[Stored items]
- - - - -
PR #1582, opened 2026-02-11
[Store][Weaviate] Add collection existence check before creation

rensjanszen:
| Q             | A
| ------------- | ---
| Bug fix?      | no
| New feature?  | yes
| Docs?         | no
| Issues        | 
| License       | MIT

Added a collection existence check so multiple setups with the same collection name don't crash. Used the schema list API since the GET call was case-sensitive. 
Saw that some of the other bridges already had this functionality.

Skip collection creation if it already exists, using case-insensitive matching via the schema API.

### DIFF
--- a/src/store/src/Bridge/Weaviate/Store.php
+++ b/src/store/src/Bridge/Weaviate/Store.php
@@ -40,6 +40,10 @@ final class Store implements ManagedStoreInterface, StoreInterface
             throw new InvalidArgumentException('No supported options.');
         }
 
+        if ($this->collectionExists()) {
+            return;
+        }
+
         $this->request('POST', 'v1/schema', [
             'class' => $this->collection,
         ]);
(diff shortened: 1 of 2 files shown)


src/store/src/Bridge/Weaviate/Store.php
```diff
@@ -148,4 +152,24 @@ private function convertToVectorDocument(array $data): VectorDocument
 
         return new VectorDocument($id, $vector, new Metadata(json_decode($data['_metadata'], true)));
     }
+
+    /**
+     * Helper function that checks if the collection exists, using the schema API since the GET is case-sensitive.
```
Guikingone: IMHO, the comment is not needed, the function name is clear enough

Guikingone:
@rensjanszen Can you add an extra test to ensure that this case is covered?

rensjanszen:
@Guikingone sure

rensjanszen:
> @rensjanszen Can you add an extra test to ensure that this case is covered?

@Guikingone Does this new test case suffice?

src/store/src/Bridge/Weaviate/Store.php
rensjanszen: Felt like i needed to specify why I couldn't just do a GET and check if 200 or 404

Guikingone: Open to debate, IMHO, the name is enough to explain what the method is doing (the code is clean so that's another good point IMHO to remove the comment), each store has their own implementation / API / weird endpoints, no need to justify the usage of this one here IMO 🙂

Guikingone:
Yes, good for me 👍🏻

chr-hertel (approved):
Not sure we have that kind of gracefulness with others, but +1 from me - thanks!

chr-hertel:
Thank you @rensjanszen.

src/store/src/Bridge/Weaviate/Store.php
chr-hertel: agree, removed on merge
- - - - -
| What to work on |
Output all of the records above exactly as they appear.

| Answer space |
PR #1582, opened 2026-02-11
[Store][Weaviate] Add collection existence check before creation

rensjanszen:
| Q             | A
| ------------- | ---
| Bug fix?      | no
| New feature?  | yes
| Docs?         | no
| Issues        | 
| License       | MIT

Added a collection existence check so multiple setups with the same collection name don't crash. Used the schema list API since the GET call was case-sensitive. 
Saw that some of the other bridges already had this functionality.

Skip collection creation if it already exists, using case-insensitive matching via the schema API.

### DIFF
--- a/src/store/src/Bridge/Weaviate/Store.php
+++ b/src/store/src/Bridge/Weaviate/Store.php
@@ -40,6 +40,10 @@ final class Store implements ManagedStoreInterface, StoreInterface
             throw new InvalidArgumentException('No supported options.');
         }
 
+        if ($this->collectionExists()) {
+            return;
+        }
+
         $this->request('POST', 'v1/schema', [
             'class' => $this->collection,
         ]);
(diff shortened: 1 of 2 files shown)


src/store/src/Bridge/Weaviate/Store.php
```diff
@@ -148,4 +152,24 @@ private function convertToVectorDocument(array $data): VectorDocument
 
         return new VectorDocument($id, $vector, new Metadata(json_decode($data['_metadata'], true)));
     }
+
+    /**
+     * Helper function that checks if the collection exists, using the schema API since the GET is case-sensitive.
```
Guikingone: IMHO, the comment is not needed, the function name is clear enough

Guikingone:
@rensjanszen Can you add an extra test to ensure that this case is covered?

rensjanszen:
@Guikingone sure

rensjanszen:
> @rensjanszen Can you add an extra test to ensure that this case is covered?

@Guikingone Does this new test case suffice?

src/store/src/Bridge/Weaviate/Store.php
rensjanszen: Felt like i needed to specify why I couldn't just do a GET and check if 200 or 404

Guikingone: Open to debate, IMHO, the name is enough to explain what the method is doing (the code is clean so that's another good point IMHO to remove the comment), each store has their own implementation / API / weird endpoints, no need to justify the usage of this one here IMO 🙂

Guikingone:
Yes, good for me 👍🏻

chr-hertel (approved):
Not sure we have that kind of gracefulness with others, but +1 from me - thanks!

chr-hertel:
Thank you @rensjanszen.

src/store/src/Bridge/Weaviate/Store.php
chr-hertel: agree, removed on merge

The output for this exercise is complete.